TASK GOAL
All lines of the listing below must be reproduced character for character.

EXERCISE MATERIAL
◇ ◇ ◇ ◇ ◇ ◇ ◇

PR #214, opened 2023-03-15
Adding metrics and alerts for network transmit errors

computate:


cluster-scope/base/core/configmaps/thanos-ruler-custom-rules/configmap.yaml
```diff
@@ -72,6 +72,18 @@ data:
             PersistentVolumeClaim: "{{ $labels.persistentvolumeclaim }}"
             severity: warning
 
+        - alert: CustomNetworkInterfaceErrors
+          annotations:
+            summary: Node network transmit errors
+            description: "{{ $value }} node network transmit errors occured"
+          expr: node_network_transmit_errs_total > 0
```
aabaris: Sometimes an event occurs causing these counters to be non zero, but without an ongoing problem besides the event.  From there, network interface error counters persist until cleared via reboot.  

I would recommend to change this rule to something like:
expr: increase(node_network_transmit_errs_total[1h]) > 0

jtriley (approved):

naved001 (approved):

aabaris (changes requested):
Looks good.  I am making one request to adjust the alert rule (details in my comment for line 79 in configmap.yml) .  Please let me know if you have any questions or would like to discuss.

Thank you.

- Augustine

cluster-scope/base/core/configmaps/thanos-ruler-custom-rules/configmap.yaml
computate: Thanks for the insight @aabaris , I updated my commit with your suggestion!

aabaris:
Looks good.  Thank you!

aabaris (approved):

◇ ◇ ◇ ◇ ◇ ◇ ◇

SOLVED EXERCISE
PR #214, opened 2023-03-15
Adding metrics and alerts for network transmit errors

computate:


cluster-scope/base/core/configmaps/thanos-ruler-custom-rules/configmap.yaml
```diff
@@ -72,6 +72,18 @@ data:
             PersistentVolumeClaim: "{{ $labels.persistentvolumeclaim }}"
             severity: warning
 
+        - alert: CustomNetworkInterfaceErrors
+          annotations:
+            summary: Node network transmit errors
+            description: "{{ $value }} node network transmit errors occured"
+          expr: node_network_transmit_errs_total > 0
```
aabaris: Sometimes an event occurs causing these counters to be non zero, but without an ongoing problem besides the event.  From there, network interface error counters persist until cleared via reboot.  

I would recommend to change this rule to something like:
expr: increase(node_network_transmit_errs_total[1h]) > 0

jtriley (approved):

naved001 (approved):

aabaris (changes requested):
Looks good.  I am making one request to adjust the alert rule (details in my comment for line 79 in configmap.yml) .  Please let me know if you have any questions or would like to discuss.

Thank you.

- Augustine

cluster-scope/base/core/configmaps/thanos-ruler-custom-rules/configmap.yaml
computate: Thanks for the insight @aabaris , I updated my commit with your suggestion!

aabaris:
Looks good.  Thank you!

aabaris (approved):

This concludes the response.